We propose an algorithm to solve optimization problems constrained by partial (ordinary) differential equations under uncertainty, with almost sure constraints on the state variable. To alleviate the computational burden of high-dimensional random variables, we approximate all random fields by the tensor-train decomposition. To enable efficient tensor-train approximation of the state constraints, the latter are handled using the Moreau-Yosida penalty, with an additional smoothing of the positive part (plus/ReLU) function by a softplus function. In a special case of a quadratic cost minimization constrained by linear elliptic partial differential equations, and some additional constraint qualification, we prove strong convergence of the regularized solution to the optimal control.

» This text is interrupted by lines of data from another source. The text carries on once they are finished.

PR #42218, opened 2026-09-06
fix(schedule): connect MCP servers in the schedule worker

dgrr:
## Prompt / plan

MCP tools show up in `assistant tools list` but every `mcp__*` call from an
execute-mode schedule fails as "Unknown tool".

Cause: MCP tools aren't loaded from disk. Something has to connect to the
server, call `listTools`, and register the results into an in-memory map, and
that map is per-process. Only the daemon ran that step
(`daemon/providers-setup.ts`). The schedule worker is its own process and calls
`initializeTools()`, which loads core built-ins and workspace tools and stops,
so scheduled turns have no `mcp__*` tools at all.

The worker already re-runs the daemon's other startup steps for itself
(platform credentials, feature flags, plugin surface, tools). This adds MCP to
that list and extracts the shared step into `mcp/startup.ts` so the two callers
can't drift. It connects rather than borrowing the daemon's connections because
staying off the daemon's event loop is the reason the worker is a separate
process; tokens are already readable from a second process, so no auth changes.

Subagents get MCP tools back as a side effect: they're in-process and the
default `builder` role has no allowlist, so they only lost them when the worker
was the host.

## Test plan

- `src/mcp/__tests__/startup.test.ts` (new): registers what a server reports,
  no-ops with no servers configured, survives a server that won't start.
- `src/schedule/__tests__/worker-mcp-tools.test.ts` (new): source guard that the
  worker connects before its first tick. Verified it fails when the call is
  removed.
- `bun run lint`, `bunx tsc --noEmit`, `bun run test`: 2383 files pass (2381 on
  `main` plus the two added here).
- Not verified against a live MCP server.

## Note on scope

`plugins/defaults/memory/worker.ts` has the same gap. Left out: its passes run
against narrow allowlists, so whether they should pay for MCP connections is a
separate call. Happy to include it if you'd rather.

### DIFF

This result also proposes a practical recipe for selecting the smoothing parameter as a function of the penalty parameter. We develop a second order Newton type method with a fast matrix-free action of the approximate Hessian to solve the smoothed Moreau-Yosida problem. This algorithm is tested on benchmark elliptic problems with random coefficients, optimization problems constrained by random elliptic variational inequalities, and a real-world epidemiological model with 20 random variables. These examples demonstrate mild (at most polynomial) scaling with respect to the dimension and regularization parameters.